# Problem details
Look through the listing below, and wherever a line has the string "opened", pull it out.

# Data for the task
Issue #1169, opened 2021-01-18
Bazel rule helm_template - allow usage of `--include-crds`


AleksanderGondek:
Direct link to Bazel rule: [link](https://github.com/dataform-co/dataform/blob/master/tools/helm/helm_template.bzl)

**Feature request short description**:
Add ability to use `--include-crds` flag in helm_template rule.

**Long description**:
Helm 3 encourages using special subdirectory (`crd/`) for handling CRDs in charts ([source](https://helm.sh/docs/topics/charts/)) - unless explicitly told to do so, the `helm template` command will not add the CRDs to its output.

The helm_template rule should allow for passing the aforementioned flag to turn CRD templating on/off. 

**Proposal**:
```python
load("//tools/helm:helm_template.bzl", "helm_template")

...

helm_template(
  name = "helm-chart",
  ... 
  include_crds = True,
)
```

PR #1170, opened 2021-01-18
Bazel rule helm_template - support '--include-crds'

AleksanderGondek:
Implements #1169 .

Introduces support for materializing CRDs defined in helm chart.
Dedicated rule attribute ("include_crds") controls whether to pass
'--include-crds' flag to helm template execution - by default it is set
to false.


BenBirt (approved):
Thanks!

PR #1172, opened 2021-01-20
Changed "Analytics" to "Reporting"

DolanP:
Changed "Analytics" to "Reporting" to match what is shown in the folder_example.png image.


BenBirt (approved):
Thanks!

# Written reply
Issue #1169, opened 2021-01-18
PR #1170, opened 2021-01-18
PR #1172, opened 2021-01-20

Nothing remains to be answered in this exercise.